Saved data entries
────────────────────

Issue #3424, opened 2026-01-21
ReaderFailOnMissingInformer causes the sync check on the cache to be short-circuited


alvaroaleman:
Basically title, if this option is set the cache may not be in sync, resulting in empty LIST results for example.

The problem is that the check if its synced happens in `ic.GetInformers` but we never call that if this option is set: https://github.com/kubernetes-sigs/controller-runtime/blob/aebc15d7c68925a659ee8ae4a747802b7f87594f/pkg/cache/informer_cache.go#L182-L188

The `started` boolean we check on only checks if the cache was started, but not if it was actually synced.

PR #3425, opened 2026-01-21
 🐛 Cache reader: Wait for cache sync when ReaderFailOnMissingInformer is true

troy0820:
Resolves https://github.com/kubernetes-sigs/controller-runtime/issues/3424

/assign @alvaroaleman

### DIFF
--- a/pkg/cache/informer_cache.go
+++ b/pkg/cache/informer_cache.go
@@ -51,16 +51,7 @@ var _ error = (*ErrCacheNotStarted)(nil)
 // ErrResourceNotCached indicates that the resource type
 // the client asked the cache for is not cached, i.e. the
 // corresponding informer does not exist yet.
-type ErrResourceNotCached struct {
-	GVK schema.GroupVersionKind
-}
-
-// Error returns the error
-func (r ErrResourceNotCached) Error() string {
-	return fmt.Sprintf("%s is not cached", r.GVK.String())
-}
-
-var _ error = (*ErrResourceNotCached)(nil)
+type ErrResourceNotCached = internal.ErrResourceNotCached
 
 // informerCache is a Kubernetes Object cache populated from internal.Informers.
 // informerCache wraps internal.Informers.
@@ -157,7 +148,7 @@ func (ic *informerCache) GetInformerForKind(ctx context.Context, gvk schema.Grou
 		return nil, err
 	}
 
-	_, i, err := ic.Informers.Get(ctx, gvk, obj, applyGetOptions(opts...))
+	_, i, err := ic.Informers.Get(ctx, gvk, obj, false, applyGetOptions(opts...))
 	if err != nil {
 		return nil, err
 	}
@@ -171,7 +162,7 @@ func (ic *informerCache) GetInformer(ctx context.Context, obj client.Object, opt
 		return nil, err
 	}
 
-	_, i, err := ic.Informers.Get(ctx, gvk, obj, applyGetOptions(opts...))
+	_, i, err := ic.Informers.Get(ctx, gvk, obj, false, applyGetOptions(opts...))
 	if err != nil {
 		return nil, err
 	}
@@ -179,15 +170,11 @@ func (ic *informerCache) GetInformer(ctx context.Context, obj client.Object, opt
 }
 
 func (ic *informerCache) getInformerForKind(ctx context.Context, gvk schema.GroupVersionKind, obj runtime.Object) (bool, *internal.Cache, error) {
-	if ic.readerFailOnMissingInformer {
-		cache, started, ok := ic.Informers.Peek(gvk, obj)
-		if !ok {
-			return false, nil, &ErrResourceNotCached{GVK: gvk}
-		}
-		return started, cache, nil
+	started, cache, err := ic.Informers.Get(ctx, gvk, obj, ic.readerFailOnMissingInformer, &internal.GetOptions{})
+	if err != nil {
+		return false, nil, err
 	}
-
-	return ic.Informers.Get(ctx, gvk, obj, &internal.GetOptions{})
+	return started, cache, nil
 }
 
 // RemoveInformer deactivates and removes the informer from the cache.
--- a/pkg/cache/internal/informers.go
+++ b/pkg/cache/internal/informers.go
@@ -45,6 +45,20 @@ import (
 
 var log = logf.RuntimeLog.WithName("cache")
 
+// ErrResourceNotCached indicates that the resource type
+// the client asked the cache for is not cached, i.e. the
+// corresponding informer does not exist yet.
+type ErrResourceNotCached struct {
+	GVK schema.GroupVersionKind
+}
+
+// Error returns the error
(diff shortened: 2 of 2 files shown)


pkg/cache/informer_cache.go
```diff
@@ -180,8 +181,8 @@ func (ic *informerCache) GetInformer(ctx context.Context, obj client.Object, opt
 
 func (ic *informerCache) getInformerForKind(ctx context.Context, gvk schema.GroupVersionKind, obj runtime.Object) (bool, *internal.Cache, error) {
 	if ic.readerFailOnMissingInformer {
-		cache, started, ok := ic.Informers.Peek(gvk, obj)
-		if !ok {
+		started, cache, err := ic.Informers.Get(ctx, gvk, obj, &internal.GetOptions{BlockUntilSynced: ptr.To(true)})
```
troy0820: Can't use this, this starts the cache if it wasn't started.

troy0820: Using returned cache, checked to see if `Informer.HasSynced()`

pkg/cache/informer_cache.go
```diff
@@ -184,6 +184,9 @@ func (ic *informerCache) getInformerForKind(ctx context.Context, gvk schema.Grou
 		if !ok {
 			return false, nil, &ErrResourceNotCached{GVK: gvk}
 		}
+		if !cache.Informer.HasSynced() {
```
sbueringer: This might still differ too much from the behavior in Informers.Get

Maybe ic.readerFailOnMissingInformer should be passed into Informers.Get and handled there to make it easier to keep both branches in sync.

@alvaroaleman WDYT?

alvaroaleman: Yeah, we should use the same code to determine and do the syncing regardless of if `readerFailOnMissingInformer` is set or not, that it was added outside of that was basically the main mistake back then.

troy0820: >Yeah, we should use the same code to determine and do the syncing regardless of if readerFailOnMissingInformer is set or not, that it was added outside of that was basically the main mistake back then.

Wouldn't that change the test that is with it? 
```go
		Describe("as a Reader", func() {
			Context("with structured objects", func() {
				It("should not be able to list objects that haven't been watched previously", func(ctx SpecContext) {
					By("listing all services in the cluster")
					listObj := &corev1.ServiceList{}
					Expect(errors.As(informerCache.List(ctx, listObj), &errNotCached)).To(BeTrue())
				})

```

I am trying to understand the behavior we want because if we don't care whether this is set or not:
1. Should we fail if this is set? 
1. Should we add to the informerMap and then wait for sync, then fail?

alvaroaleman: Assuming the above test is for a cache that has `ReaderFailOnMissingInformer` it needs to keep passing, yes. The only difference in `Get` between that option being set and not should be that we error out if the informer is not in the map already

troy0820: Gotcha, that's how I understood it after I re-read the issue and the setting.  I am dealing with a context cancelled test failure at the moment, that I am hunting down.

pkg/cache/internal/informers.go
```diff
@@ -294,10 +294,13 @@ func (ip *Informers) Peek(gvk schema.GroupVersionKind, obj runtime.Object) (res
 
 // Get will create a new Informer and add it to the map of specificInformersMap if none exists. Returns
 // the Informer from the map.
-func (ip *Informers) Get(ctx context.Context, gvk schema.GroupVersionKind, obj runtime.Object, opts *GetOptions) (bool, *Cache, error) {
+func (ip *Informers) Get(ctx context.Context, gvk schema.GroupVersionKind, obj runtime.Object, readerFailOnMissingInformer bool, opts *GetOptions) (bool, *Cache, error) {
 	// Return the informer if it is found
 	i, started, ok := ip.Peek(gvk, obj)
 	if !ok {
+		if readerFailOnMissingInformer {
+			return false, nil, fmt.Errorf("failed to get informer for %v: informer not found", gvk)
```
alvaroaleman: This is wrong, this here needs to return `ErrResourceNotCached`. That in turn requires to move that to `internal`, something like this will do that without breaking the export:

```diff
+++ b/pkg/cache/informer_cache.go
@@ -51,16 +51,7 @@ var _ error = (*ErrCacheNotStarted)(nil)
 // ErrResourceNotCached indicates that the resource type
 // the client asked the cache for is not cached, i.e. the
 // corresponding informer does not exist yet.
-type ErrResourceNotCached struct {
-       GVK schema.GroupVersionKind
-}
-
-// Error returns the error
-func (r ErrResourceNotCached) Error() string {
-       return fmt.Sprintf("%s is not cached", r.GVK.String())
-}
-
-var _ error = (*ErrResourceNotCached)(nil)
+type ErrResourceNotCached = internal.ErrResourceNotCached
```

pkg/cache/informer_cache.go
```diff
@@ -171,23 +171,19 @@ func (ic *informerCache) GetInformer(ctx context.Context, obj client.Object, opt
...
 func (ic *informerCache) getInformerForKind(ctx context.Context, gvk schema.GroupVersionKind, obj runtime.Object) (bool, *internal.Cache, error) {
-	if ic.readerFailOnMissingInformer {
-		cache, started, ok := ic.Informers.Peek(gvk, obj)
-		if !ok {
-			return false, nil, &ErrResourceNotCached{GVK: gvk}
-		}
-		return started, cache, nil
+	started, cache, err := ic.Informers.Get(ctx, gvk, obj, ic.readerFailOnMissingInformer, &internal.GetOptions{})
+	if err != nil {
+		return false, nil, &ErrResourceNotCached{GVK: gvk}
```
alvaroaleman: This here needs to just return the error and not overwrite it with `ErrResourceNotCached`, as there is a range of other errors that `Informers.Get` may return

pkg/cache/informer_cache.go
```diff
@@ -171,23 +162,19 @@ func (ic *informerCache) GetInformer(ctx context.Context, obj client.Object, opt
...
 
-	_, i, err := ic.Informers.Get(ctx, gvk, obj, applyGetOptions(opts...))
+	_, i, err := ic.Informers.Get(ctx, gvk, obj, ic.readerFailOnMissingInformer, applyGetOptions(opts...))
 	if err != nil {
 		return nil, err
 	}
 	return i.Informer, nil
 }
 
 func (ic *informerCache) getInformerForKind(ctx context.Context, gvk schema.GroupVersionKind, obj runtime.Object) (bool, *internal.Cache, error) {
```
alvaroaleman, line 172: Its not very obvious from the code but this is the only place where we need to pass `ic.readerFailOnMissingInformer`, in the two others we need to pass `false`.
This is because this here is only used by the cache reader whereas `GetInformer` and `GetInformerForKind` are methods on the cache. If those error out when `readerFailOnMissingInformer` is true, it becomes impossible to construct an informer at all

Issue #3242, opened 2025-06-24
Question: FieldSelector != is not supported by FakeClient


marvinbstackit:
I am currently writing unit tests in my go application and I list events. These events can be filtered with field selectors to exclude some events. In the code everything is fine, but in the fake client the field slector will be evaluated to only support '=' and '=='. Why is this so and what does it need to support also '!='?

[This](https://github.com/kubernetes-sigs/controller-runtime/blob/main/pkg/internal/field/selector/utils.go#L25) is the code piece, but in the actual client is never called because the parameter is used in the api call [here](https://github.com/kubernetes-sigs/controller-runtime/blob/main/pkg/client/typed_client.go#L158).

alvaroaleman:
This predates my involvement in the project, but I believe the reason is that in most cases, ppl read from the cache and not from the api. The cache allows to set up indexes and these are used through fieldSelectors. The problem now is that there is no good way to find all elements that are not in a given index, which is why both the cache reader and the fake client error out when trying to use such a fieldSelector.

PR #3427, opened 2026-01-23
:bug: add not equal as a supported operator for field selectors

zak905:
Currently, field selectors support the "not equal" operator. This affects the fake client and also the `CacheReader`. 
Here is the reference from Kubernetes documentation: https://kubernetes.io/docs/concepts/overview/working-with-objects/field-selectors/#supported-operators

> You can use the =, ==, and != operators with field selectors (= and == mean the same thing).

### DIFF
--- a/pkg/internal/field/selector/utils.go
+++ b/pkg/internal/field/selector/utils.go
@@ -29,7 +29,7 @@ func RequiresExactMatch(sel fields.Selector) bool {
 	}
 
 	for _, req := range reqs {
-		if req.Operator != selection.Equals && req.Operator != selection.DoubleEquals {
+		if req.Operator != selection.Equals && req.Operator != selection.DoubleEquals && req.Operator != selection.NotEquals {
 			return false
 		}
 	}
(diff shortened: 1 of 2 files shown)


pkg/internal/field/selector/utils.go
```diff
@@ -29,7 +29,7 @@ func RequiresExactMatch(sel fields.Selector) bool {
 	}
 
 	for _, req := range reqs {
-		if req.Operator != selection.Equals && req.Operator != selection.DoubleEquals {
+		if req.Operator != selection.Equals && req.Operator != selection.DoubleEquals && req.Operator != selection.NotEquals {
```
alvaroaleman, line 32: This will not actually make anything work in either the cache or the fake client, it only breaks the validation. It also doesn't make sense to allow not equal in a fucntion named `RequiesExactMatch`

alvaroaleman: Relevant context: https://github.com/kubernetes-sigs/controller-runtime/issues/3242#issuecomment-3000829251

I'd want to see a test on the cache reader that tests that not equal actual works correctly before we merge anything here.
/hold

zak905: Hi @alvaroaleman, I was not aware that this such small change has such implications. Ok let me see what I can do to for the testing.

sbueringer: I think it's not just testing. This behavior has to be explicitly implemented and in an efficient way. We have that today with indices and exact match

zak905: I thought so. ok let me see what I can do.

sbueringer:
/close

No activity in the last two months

────────────────────

Please write out exactly the lines from the start of the data through the line that contains "The problem is", both ends included, and nothing else.

Issue #3424, opened 2026-01-21
ReaderFailOnMissingInformer causes the sync check on the cache to be short-circuited


alvaroaleman:
Basically title, if this option is set the cache may not be in sync, resulting in empty LIST results for example.

The problem is that the check if its synced happens in `ic.GetInformers` but we never call that if this option is set: https://github.com/kubernetes-sigs/controller-runtime/blob/aebc15d7c68925a659ee8ae4a747802b7f87594f/pkg/cache/informer_cache.go#L182-L188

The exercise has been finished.